▶ [HOW TO COMPLETE THIS TASK]: Find the count of lines in the material below that include the word "would". State nothing but that number.

[[ RECORD EXCERPTS open ]]

PR #124, opened 2023-08-11
Special docs

mruwnik:
* Uploads all special docs things as a single item to HF (i.e. 'pdfs', 'xmls', etc.)
* Adds a `status` column - this means that special docs items only need to be imported once, at the cost of having partially filled items in the database
* Items with missing required fields will no longer raise an error - now they'll set the appropriate value in the status field

### DIFF
--- a/align_data/common/alignment_dataset.py
+++ b/align_data/common/alignment_dataset.py
@@ -106,10 +106,14 @@ class AlignmentDataset:
                 jsonl_writer.write(article.to_dict())
         return filename.resolve()
 
+    @property
+    def _query_items(self):
+        return select(Article).where(Article.source == self.name)
+
     def read_entries(self, sort_by=None):
         """Iterate through all the saved entries."""
         with make_session() as session:
-            query = select(Article).where(Article.source == self.name)
+            query = self._query_items
             if sort_by is not None:
                 query = query.order_by(sort_by)
             for item in session.scalars(query):
--- a/align_data/common/alignment_dataset.py
+++ b/align_data/common/alignment_dataset.py
@@ -85,7 +85,7 @@ class AlignmentDataset:
 
         article = Article(
             id_fields=self.id_fields,
-            meta={k: v for k, v in data.items() if k not in INIT_DICT},
+            meta={k: v for k, v in data.items() if k not in INIT_DICT and v is not None},
             **{k: v for k, v in data.items() if k in INIT_DICT},
         )
         self._add_authors(article, authors)
--- a/align_data/db/models.py
+++ b/align_data/db/models.py
@@ -58,6 +58,7 @@ class Article(Base):
         DateTime, onupdate=func.current_timestamp()
     )
     status: Mapped[Optional[str]] = mapped_column(String(256))
+    comments: Mapped[Optional[str]] = mapped_column(LONGTEXT)  # Editor comments. Can be anything
 
     pinecone_update_required: Mapped[bool] = mapped_column(Boolean, default=False)
 
--- a/align_data/db/models.py
+++ b/align_data/db/models.py
@@ -11,11 +11,10 @@ from sqlalchemy import (
     String,
     Boolean,
     Text,
-    Float,
     func,
     event,
 )
-from sqlalchemy.orm import DeclarativeBase, Mapped, Session, mapped_column, relationship
+from sqlalchemy.orm import DeclarativeBase, Mapped, mapped_column, relationship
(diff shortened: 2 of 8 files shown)


align_data/db/models.py
```diff
@@ -120,12 +124,18 @@ def _set_id(self):
...
 
         if target.id:
             target.verify_id()
         else:
             target._set_id()
+
+        # This assumes that status pretty much just notes down that an entry is invalid. If it has
+        # all fields set and is being written to the database, then it must have been modified, ergo
+        # should be also updated in pinecone
+        if not target.status:
```
mruwnik, line 138: I'm not sure about this. Practically speaking, the column should probably be 'errors' or something. But this seems more generic?

align_data/common/alignment_dataset.py
```diff
@@ -85,7 +85,7 @@ def make_data_entry(self, data, **kwargs) -> Article:
 
         article = Article(
             id_fields=self.id_fields,
-            meta={k: v for k, v in data.items() if k not in INIT_DICT},
+            meta={k: v for k, v in data.items() if k not in INIT_DICT and v is not None},
```
mruwnik, line 88: no point in the metadata dict having `None` values, so strip 'em out

align_data/db/models.py
ccstan99: 'status' works for me. Maybe add string 'comments' to elaborate on status or confidence score.

align_data/sources/articles/datasets.py
```diff
@@ -74,24 +76,25 @@ def process_entry(self, item):
 
 class SpecialDocs(SpreadsheetDataset):
 
+    @property
+    def _query_items(self):
+        special_docs_types = ["pdf", "html", "xml", "markdown", "docx"]
```
ccstan99, line 81: Need to be more consistent in source field values. We currently have: html and html_articles, pdf and pdfs, xml and maybe more.

ccstan99 (approved):
General issues from our earlier conversation:
1. In additional to 'status' column, also add 'comments' which is a string to elaborate on status or confidence score
2. Fix a number of difference sources from special docs should all go into a "misc" HF bucket: html/html_articles, pdf/pdfs, xml
3. Will write a separate issue to handle arxiv papers from special docs

align_data/sources/articles/datasets.py
mruwnik: I'll run a manual SQL query once this is merged to clean things up. I considered adding it in a migration, but it doesn't seem worth adding cruft

align_data/sources/articles/datasets.py
```diff
@@ -74,24 +76,25 @@ def process_entry(self, item):
...
+
     def process_entry(self, item):
         metadata = {}
         if url := self.maybe(item.source_url) or self.maybe(item.url):
             metadata = item_metadata(url)
 
-        text = metadata.get('text')
-        if not text:
-            logger.error('Could not get text for %s - skipping for now', item.title)
-            return None
```
mruwnik, line 85: this means that pretty much everything is added to the database

align_data/sources/articles/datasets.py
ccstan99: If it's just a 1-time fix then probably no need for a migration?

align_data/sources/articles/datasets.py
ccstan99: I just started looking at entries that are being pulled in and some don't look quite right. I'm slightly hesitant about dumping everything into the DB since it looks like we picked up quite a few invalid urls. Let me see if I can figure out a pattern.

ccstan99 (approved):

align_data/sources/articles/datasets.py
mruwnik: this is an issue. Both with them being saved to the database and them gumming up the works. It would be nice to have an extra "check if this item looks at all decent" function to filter these out. As in any item that starts with `hhtps://` won't work for sure, same if it doesn't have an url etc.
There probably won't be a good solution. One the one hand you want to import as much as possible, so the DB really is a valid source of truth and the special docs can be changed as much as desired. on the other hand importing bad data is a waste of time and energy so should be avoided... Why is life so hard?! :D

ccstan99: "check if this item looks at all decent" seems like a good idea. Part of our challenge is wanting to automatically update using indices which could be faulty. Maybe it's ok we just miss some "good" data or just log things we need to consider?

PR #376, opened 2025-03-13
LONDON_JAN25 | KHALIL ALI | DATA_GROUP | SPRINT 2 

khalil-ali1:
## Learners, PR Template

Self checklist

## Changelist

Briefly explain your PR.

## Questions

### DIFF
--- a/Sprint-2/debug/author.js
+++ b/Sprint-2/debug/author.js
@@ -10,7 +10,7 @@ const author = {
   age: 40,
   alive: true,
 };
-
-for (const value of author) {
+//you have to add the object values to an array first, then log out the array
+for (const value of Object.values(author)) {
   console.log(value);
 }
--- a/Sprint-2/implement/querystring.test.js
+++ b/Sprint-2/implement/querystring.test.js
@@ -6,7 +6,12 @@
 const parseQueryString = require("./querystring.js")
 
 test("parses querystring values containing =", () => {
-  expect(parseQueryString("equation=x=y+1")).toEqual({
-    "equation": "x=y+1",
+  expect(parseQueryString("equation=x&x=y+1")).toEqual({
+    equation: "x",
+    x: "y+1"
   });
+});
+
+test("parses empty querystring =", () => {
+  expect(parseQueryString("")).toEqual({  });
 });
--- a/Sprint-2/implement/tally.js
+++ b/Sprint-2/implement/tally.js
@@ -1,3 +1,19 @@
-function tally() {}
+function tally(array) {
+if (Array.isArray(array) === false) {
+throw new Error("Invalid input");   
+}
+return array.reduce((acc, item) => {
+acc[item] = (acc[item] || 0) + 1;
+return acc;}, {});
 
+}
+/*
+{} is the initial value of the accumulator(acc).
+accumulator(acc) is an empty object. This object will store the item counts.
+item is the current element being processed from the array.
+acc[item] = (acc[item] || 0) + 1 :
+(acc[item] || 0) checks if acc[item] already exists. If it does, it uses its current value; otherwise, it defaults to 0.
++ 1 increments the count for the current item.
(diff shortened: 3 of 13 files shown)


day-lee:
You can get a quicker review if you put a label 'needs review' on your PR, as reviewers tend to check available PRs from the dashboard. The dashboard can only track PRs that have a label.

Sprint-2/implement/querystring.test.js
day-lee, line 1: querystring.js file is missing. You will need to fix the function querystring() and write a corresponding test. 
The query string format is `key=value`, but the current function doesn't work because the value contains extra = equal sign. Please refactor the function querystring() so `equation=x=y+1` parses to `"equation": "x=y+1"`

Sprint-2/implement/tally.js
```diff
@@ -1,3 +1,19 @@
-function tally() {}
+function tally(array) {
+if (Array.isArray(array) === false) {
```
day-lee, line 2: Can you add indentation inside the function to make it easier to read?

Sprint-2/interpret/invert.js
```diff
@@ -10,20 +10,21 @@ function invert(obj) {
...
+//the current return value is { key: 2 }
 // c) What is the target return value when invert is called with {a : 1, b: 2}
-
+//the target return value is { '1': 'a', '2': 'b' }
 // c) What does Object.entries return? Why is it needed in this program?
-
+//Returns an array [key, value].we used it to iterate over the object and get the key and value of the object
 // d) Explain why the current return value is different from the target output
-
+//The current return value is different from the target output because the key and value are not swapped
```
day-lee, line 28: There is another reason why it doesn't work as intended. Can you think of what it might be?

Sprint-2/debug/author.js
```diff
@@ -10,7 +10,7 @@ const author = {
   age: 40,
   alive: true,
 };
-
-for (const value of author) {
+//you have to add the object values to an array first, then log out the array
```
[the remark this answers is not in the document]
khalil-ali1: because the "for...of" loop is designed for iterable objects which are a collection of one value elements(like array, string, Map or Set) while objects are (key-value) pairs.
but what I used in this example that I made an array for the object values. then I logged out this array.

Sprint-2/implement/querystring.test.js
khalil-ali1: I fixed the code and added a test example.

Sprint-2/implement/tally.js
khalil-ali1: Done..
Thank you.

Sprint-2/interpret/invert.js
khalil-ali1: Because this line `invertedObj.key = value;`
assigns values to a literal key named "key".
To get the intended output we use `invertedObj[value] = key;` to swap between key and value.

day-lee: Correct!

Sprint-2/implement/querystring.test.js
day-lee: Good job! Below is some extra knowledge that might be useful for the future. It's totally up to you if you want to refactor the code or not.

In the real world, URLs are usually encoded with percent encoding to represent special characters. In a URL, & can be used as a separator (key=value&key=value...) or as a special character within a key or value. If we want to use & as a special character, we need to encode it.

For example, parseQueryString("a%25b=c%26d") results in { "a%b": "c&d" }. FYI, %25 is the same as %, and %26 is the same as &.

day-lee:
@khalil-ali1 Well done on refactoring the code. I've commented extra knowledge about the query string but you can change the label to complete anytime.

Sprint-2/implement/querystring.test.js
khalil-ali1: @day-lee 
Thank you for the useful information.

PR #382, opened 2025-03-14
LONDON_JAN25 | KHALIL ALI | MODULE_DATA_GROUPS | SPRINT 3 | ALARM-CLOCK

khalil-ali1:
## Learners, PR Template

Self checklist

## Changelist

Briefly explain your PR.

## Questions

### DIFF
--- a/Sprint-3/alarmclock/alarmclock.js
+++ b/Sprint-3/alarmclock/alarmclock.js
@@ -1,26 +1,46 @@
+let countdownTimeoutId = null;
+let isAlarmSet = false;
 function getFormattedInput(inputInSeconds) {
   const minutes = Math.floor(inputInSeconds / 60);
   const seconds = inputInSeconds % 60;
-  const formattedMinutes = String(minutes).padStart(2, '0');
-  const formattedSeconds = String(seconds).padStart(2, '0');
+  const formattedMinutes = String(minutes).padStart(2, "0");
+  const formattedSeconds = String(seconds).padStart(2, "0");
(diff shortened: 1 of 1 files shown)


Sprint-3/alarmclock/alarmclock.js
```diff
@@ -1,5 +1,28 @@
...
+function countdown(inputInSeconds) {
+  function updateAndContinue() {
+    if (inputInSeconds < 0) {
+      playAlarm();
+      document.body.style.backgroundColor = "red";
+      return;//break the loop when inputInSeconds reaches 0
+    }
+    timeRemaining.innerHTML = `Time Remaining: ${getFormattedInput(inputInSeconds)}`;
+    inputInSeconds--;
+    setTimeout(updateAndContinue, 1000);
```
cjyuan, line 17: You can also consider using `setInterval()` to schedule a task to run every 1000 milliseconds.

With your current approach, the would happen every (1000 + X) milliseconds, where X is the time taken to execute the code in lines 10-17.

cjyuan (commented):
Can you fix the issue? (One possible solution is to use a global variable to store the return value of `setTimeout()` or `setInterval()`, and then use `clearInterval()` to terminate the "previous countdown")

Sprint-3/alarmclock/alarmclock.js
khalil-ali1: I solved the problem when the user clicks set alarm.
if the alarm is already set an alert will show to tell the user that alarm is already set.

cjyuan:
Changes look good.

[[ RECORD EXCERPTS closed ]]

▶ [ANSWER AREA]: 2